Please quote exactly the lines below from the line containing "PR #1904, opened 2019-09-30" to the line containing "Making sure the", both lines included, and nothing else.

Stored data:
****

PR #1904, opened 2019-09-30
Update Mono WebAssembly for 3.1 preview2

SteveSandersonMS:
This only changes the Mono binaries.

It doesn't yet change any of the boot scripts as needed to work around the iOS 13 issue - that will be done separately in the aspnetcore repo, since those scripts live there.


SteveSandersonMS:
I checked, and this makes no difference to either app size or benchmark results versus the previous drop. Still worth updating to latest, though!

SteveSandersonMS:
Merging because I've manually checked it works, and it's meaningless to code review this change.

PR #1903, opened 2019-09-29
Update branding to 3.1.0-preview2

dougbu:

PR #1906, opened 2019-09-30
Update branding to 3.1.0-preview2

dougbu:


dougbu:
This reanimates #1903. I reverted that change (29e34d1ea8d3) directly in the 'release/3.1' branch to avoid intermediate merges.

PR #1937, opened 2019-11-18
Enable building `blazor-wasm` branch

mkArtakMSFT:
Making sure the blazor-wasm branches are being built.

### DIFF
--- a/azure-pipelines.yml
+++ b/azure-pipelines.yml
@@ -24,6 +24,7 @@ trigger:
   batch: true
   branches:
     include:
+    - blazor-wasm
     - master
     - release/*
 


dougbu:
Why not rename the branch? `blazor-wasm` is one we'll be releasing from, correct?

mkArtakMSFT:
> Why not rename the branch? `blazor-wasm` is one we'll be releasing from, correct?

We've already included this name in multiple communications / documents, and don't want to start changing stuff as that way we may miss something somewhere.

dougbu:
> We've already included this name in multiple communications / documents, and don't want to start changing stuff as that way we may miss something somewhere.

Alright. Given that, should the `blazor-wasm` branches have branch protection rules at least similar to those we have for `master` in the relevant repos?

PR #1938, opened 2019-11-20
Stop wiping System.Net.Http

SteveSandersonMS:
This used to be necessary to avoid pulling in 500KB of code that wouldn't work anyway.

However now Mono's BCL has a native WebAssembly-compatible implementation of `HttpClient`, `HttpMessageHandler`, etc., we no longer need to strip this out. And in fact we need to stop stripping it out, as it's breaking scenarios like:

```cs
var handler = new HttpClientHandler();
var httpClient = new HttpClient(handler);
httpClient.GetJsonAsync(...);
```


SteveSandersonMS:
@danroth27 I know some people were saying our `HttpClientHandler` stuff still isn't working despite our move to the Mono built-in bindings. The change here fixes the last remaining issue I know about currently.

****

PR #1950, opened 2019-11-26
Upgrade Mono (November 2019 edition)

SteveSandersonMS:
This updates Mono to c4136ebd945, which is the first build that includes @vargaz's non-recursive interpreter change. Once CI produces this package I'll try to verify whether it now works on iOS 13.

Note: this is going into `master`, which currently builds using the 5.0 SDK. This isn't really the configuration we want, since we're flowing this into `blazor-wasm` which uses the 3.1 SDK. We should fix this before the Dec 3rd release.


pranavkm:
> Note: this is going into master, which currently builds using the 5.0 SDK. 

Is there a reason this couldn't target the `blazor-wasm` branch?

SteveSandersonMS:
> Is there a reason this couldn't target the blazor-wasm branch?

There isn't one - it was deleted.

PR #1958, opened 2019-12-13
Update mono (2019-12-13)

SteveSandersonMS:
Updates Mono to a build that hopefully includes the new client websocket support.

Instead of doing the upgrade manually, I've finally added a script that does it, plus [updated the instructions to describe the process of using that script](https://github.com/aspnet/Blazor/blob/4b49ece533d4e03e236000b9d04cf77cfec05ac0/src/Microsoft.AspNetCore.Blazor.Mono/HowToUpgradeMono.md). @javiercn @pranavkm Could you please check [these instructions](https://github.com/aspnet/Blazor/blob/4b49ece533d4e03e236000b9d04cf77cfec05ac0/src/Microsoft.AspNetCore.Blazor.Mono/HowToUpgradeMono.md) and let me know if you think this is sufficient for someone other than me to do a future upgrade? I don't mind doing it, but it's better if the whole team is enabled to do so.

****

(Answer area)
PR #1904, opened 2019-09-30
Update Mono WebAssembly for 3.1 preview2

SteveSandersonMS:
This only changes the Mono binaries.

It doesn't yet change any of the boot scripts as needed to work around the iOS 13 issue - that will be done separately in the aspnetcore repo, since those scripts live there.


SteveSandersonMS:
I checked, and this makes no difference to either app size or benchmark results versus the previous drop. Still worth updating to latest, though!

SteveSandersonMS:
Merging because I've manually checked it works, and it's meaningless to code review this change.

PR #1903, opened 2019-09-29
Update branding to 3.1.0-preview2

dougbu:

PR #1906, opened 2019-09-30
Update branding to 3.1.0-preview2

dougbu:


dougbu:
This reanimates #1903. I reverted that change (29e34d1ea8d3) directly in the 'release/3.1' branch to avoid intermediate merges.

PR #1937, opened 2019-11-18
Enable building `blazor-wasm` branch

mkArtakMSFT:
Making sure the blazor-wasm branches are being built.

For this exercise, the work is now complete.